The math details for how silhouette scores are calculated are provided on another page in this guide, but the following summary is provided here:
•Silhouette scores can be any value from -1 to 1
•A silhouette score close to 1 indicates that the observation is well matched with other observations in its cluster
•A silhouette score of 0 means that this observation is “on the border” of two different clusters
•A silhouette score of -1 means that an observation is very poorly matched with others in its cluster, and is actually more similar to observations in the next nearest cluster
For any number of specified clusters, a silhouette score can be calculated for each observation. Then, the average of all silhouette scores can be calculated. The silhouette plot that Prism reports shows the average silhouette score (on the Y axis) for each different possible number of clusters (on the X axis) from 1 to N-1 (where N is the number of observations). One approach for determining the “optimal” number of clusters for the analysis is to determine where the average silhouette score is the largest. This indicates that - on average - the observations were well matched with other observations in their assigned cluster.
The general concept of the gap statistic plot is to investigate how well your data can be grouped into various numbers of clusters, and then compare how that compares to how well random data can be grouped into the same number of clusters. The idea is that - if there truly is a natural grouping that exists within your data - there should exist some number of clusters for which your data are grouped substantially better than random data. To make this comparison work, the random data is generated to have the same dimensions (number of rows and columns) as your data. Additionally, the range of the values in each variable of the random data is set to be the same as your data. Values for the random data are selected from a uniform distribution using these range values, and clustering is applied to this random data. The clustered random data are then compared to the clustering of your actual data. To avoid issues with sampling bias, this process of generating random data is repeated numerous times.

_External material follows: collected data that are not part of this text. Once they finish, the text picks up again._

PR #334, opened 2021-09-25
`z_nmi_buff` OK, `code_8010C1B0` split and OK

EllipticEllipsis:
---

Found an extra unrelated function in the file, so separated it. Not sure what best to name it, so left a comment instead (thanks @Thar0 for the info). `gNMIBuffer` doesn't actually seem to be global.


AngheloAlf (approved):

jpburnett (approved):
lgtm

Kenix3 (approved):

PR #335, opened 2021-09-28
`flg_set.c` OK and documented

EllipticEllipsis:
---

Event editor, for all your flag editing needs. And an introduction to printing more than you can fit on the screen in one go. Unused on retail, but should be easy enough to plonk a call in another file.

Without getting into all of the details of the math, the idea is that if there are truly natural groupings (clusters) in your data, then your data should be more tightly grouped into those clusters than randomly generated data in the same range as your data. Said another way, you would expect your data to have a lower dispersion within each cluster than the dispersion of random data in the same number of clusters. The measure of dispersion in this case is the sum of squared distances between each point in a cluster the cluster center. This value is called “W”, and by comparing the W of your data (“W observed”) with the average W of the simulated random data (“W expected”), the gap statistic can be calculated for a given number of clusters. A different gap statistic can be calculated for each different number of clusters. These gap statistic values are then plotted (on the Y axis) along with the number of clusters (on the X axis) of the gap statistic plot. The “optimal” number of clusters using this method is given by the minimum value of k (number of clusters) such that:
Gap(k) ≥ Gap(k+1) - SDk+1
In other words, the optimal number of clusters is the smallest number of clusters for which the gap statistic is greater than the gap statistic for that number of clusters plus one, adjusted by subtracting the standard deviation of this slightly larger group. This often (but not always) simplifies to finding the first “peak” in the gap statistic plot.